The first US tropical storm watches associated with Ian were issued Sunday and are in effect for the lower Florida Keys from Seven Mile Bridge to Key West and including the Dry Tortugas, the hurricane center said.
The storm is forecast to become a hurricane on Monday and then a major hurricane on Tuesday, meaning Category 3 or higher, the center said.
Meteorologists predict the storm will peak at Category 4 strength over the eastern Gulf of Mexico in three days, but Ian is then expected to weaken before reaching Florida.
Still, Florida officials are urging residents to be prepared for the worst, and the hurricane center warned Sunday morning of a “risk of dangerous storm surge, hurricane-force winds, and heavy rainfall along the west coast of Florida and the Florida Panhandle” by the middle of the week, regardless of the storm’s exact track and strength.
“We’re going to keep monitoring the track of this storm, but it’s really important to stress the degree of uncertainty that still exists,” Gov. Ron DeSantis said in a news conference Sunday, warning residents that even if the storm weakens before landfall, it would “still have significant impacts.”
Floridians can expect “heavy rains, strong winds, flash flooding, storm surge and even isolated tornadoes,” the governor said. But the director of Florida’s Division of Emergency Management was particularly focused on the storm surge threat, cautioning that whatever surge develops while Ian is a major hurricane could persist as it nears land, even if the storm weakens.

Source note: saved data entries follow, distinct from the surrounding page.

Issue #219, opened 2014-12-05
Calling an anonymous function


yloiseau:
It's not possible to call directly an anonymous function
```golo
let r = (|a| -> a): invokeWithArguments(1)
println(r)
```
display 1 which is ok, but
```golo
let r = (|a| -> a)(1)
println(r)
```
displays `MethodHandle(Object)Object` which is weired.

Even worse, 
```golo
println((|a| -> a): invokeWithArguments(1))
```
displays 1, but
```golo
println((|a| -> a)(1))
```
raises a syntax error...

PR #247, opened 2015-03-01
Fix Bug #219.

yloiseau:
As described in #219, it was impossible to directly call a anonymous function, as in
`(|x| -> x + 1)(1)`

This is fixed by allowing `AnonymousFunctionInvocation` in an
`AssociativeExpression` in the parser.

This change generates `BinaryOperation` with empty operator that must
thus be checked.


jponge:
All good :+1:

PR #251, opened 2015-03-15
Print JVM version from command line 'version'

rlespinasse:
With the command 'version' and the option '--full',
this print the actual golo full version and the JVM version.

For example :
```
Golo version : 2.1.0-SNAPSHOT (build 15-03-15-12:34)
JVM version: 1.8.0_31
```


jponge:
Sounds good :+1:

PR #252, opened 2015-03-15
Escape module name during project creation to avoid a compilation failure

rlespinasse:
During a project creation with 'new' command line,
if a project name contains a non-word caracter,
they are escape into the dot caracter to avoid a compilation failure.


jponge:
Good catch!

PR #256, opened 2015-03-24
Fix tests and doc of anonymous function call.

yloiseau:
This PR fixes some oversight in PR #247

- adds a few tests on direct anonymous function call when the function
  is returned by a method invocation
- change the doc accordingly, since now the warning in the
  “calling functions that return functions” section is no longer valid


jponge:
:+1:

PR #422, opened 2021-09-04
Add spell save dc and attack modifier to spellcasting ability info

SleeplessOne1917:
## What does this do?
I noticed that the spellcasting info for bard and cleric included calculations for spell save dc and spell attack modifier, but the other spellcasting classes lacked this information. This PR makes this consistent, adding the previously mentioned information to all spellcasting classes.

## How was it tested?

n/a

n/a

random photo - update me


bagelbits (approved):
Thanks for adding this!

PR #425, opened 2021-09-05
Update prerequisites for fiend subclass spells

### LINKED ISSUE #424: Fiend subclass spell prerequisites seem off
While looking at the subclass spells, I noticed that all of the prerequisites for the fiend subclass reference warlock level 1. This doesn't seem correct. I'll be using information from the [Roll20 Compendium page on the warlock](https://roll20.net/compendium/dnd5e/Classes:Warlock?expansion=0#h-The%20Fiend) to show you what I mean.

The table for the fiend spells is the following:
|Spell Levels | Spells |
|-------------|--------|
| 1st| Burning Hands, Command|
| 2nd| Blindness/Deafness, Scorching Ray|
| 3rd| Fireball, Stinking Cloud|
| 4th| Fire Shield, Wall of Fire|
| 5th | Flame Strike, Hallow |

Also worth pointing out is the compendium's entry on spells known of first level or higher.

> You learn a new Warlock spell every time you gain a level from 2 through 9, as well as at level 19. **A spell you choose must be of a level no higher than what's shown in the table's Slot Level column for your level.** When you reach 6th level, for example, you learn a new Warlock spell, which can be 1st, 2nd, or 3rd Level.

Looking at these two pieces of information, it doesn't seem to make sense making all of the fiend pact's spells prerequisite's level 1. That would mean, for example, that a player could use Flame Strike, a 5th level spell, when they only have 1st level spell slots available.

I propose that the prerequisite levels be changed to match when the warlock will have slots for a given spell.

SleeplessOne1917:
## What does this do?
Updates the warlock's pact of the fiend subclass to have spell prerequisites match when the warlock will get spell slots for them.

“We could see a situation where we have Cat 4 storm surge and potentially a Cat 1 or 2 hurricane landfall,” Director Kevin Guthrie said.
Anne Bink, associate administrator of the Federal Emergency Management Agency’s Office of Response and Recovery, kept the message simple: “Prepare now.”
Florida residents should know their evacuation routes and have preparedness kits that can last them at least three days, Bink told CNN. “Things like food, water, battery chargers for your phone. Even things like your insurance documents — take pictures of them so you have them with you,” Bink said.
“We expect rapid intensification with this storm,” Bink said. “My message is: Please take this seriously, and please listen to your local officials.”
In the meantime, Ian is expected to be a major hurricane by the time it passes near or over western Cuba, the hurricane center said Sunday morning, and forecasters are becoming more confident residents there will face life-threatening storm surge and hurricane force winds.
As of Sunday night, Ian was about 160 miles south of Grand Cayman and about 430 miles southeast of western Cuba.
A hurricane warning is in effect for Grand Cayman and several Cuban provinces, including Isla de Juventud, Pinar del Rio and Artemisa, while a tropical storm warning has been issued for the provinces of La Habana, Mayabeque and Matanzas.
The Cayman Islands government has issued tropical storm watches for Little Cayman and Cayman Brac, according to the hurricane center.
Tropical storm conditions are possible across Cuba on Monday afternoon, and hurricane conditions will likely follow late Monday into Tuesday, the hurricane center said. Ian is forecast to bring 6 to 10 inches of rain with isolated totals up to 16 inches possible in western Cuba. That could contribute to flash flooding or even mudslides in areas of high terrain. And storm surge is forecast along the coast of western Cuba from Monday night into Tuesday.
According to the hurricane center, Ian will keep its major hurricane status as it moves north through the Gulf of Mexico.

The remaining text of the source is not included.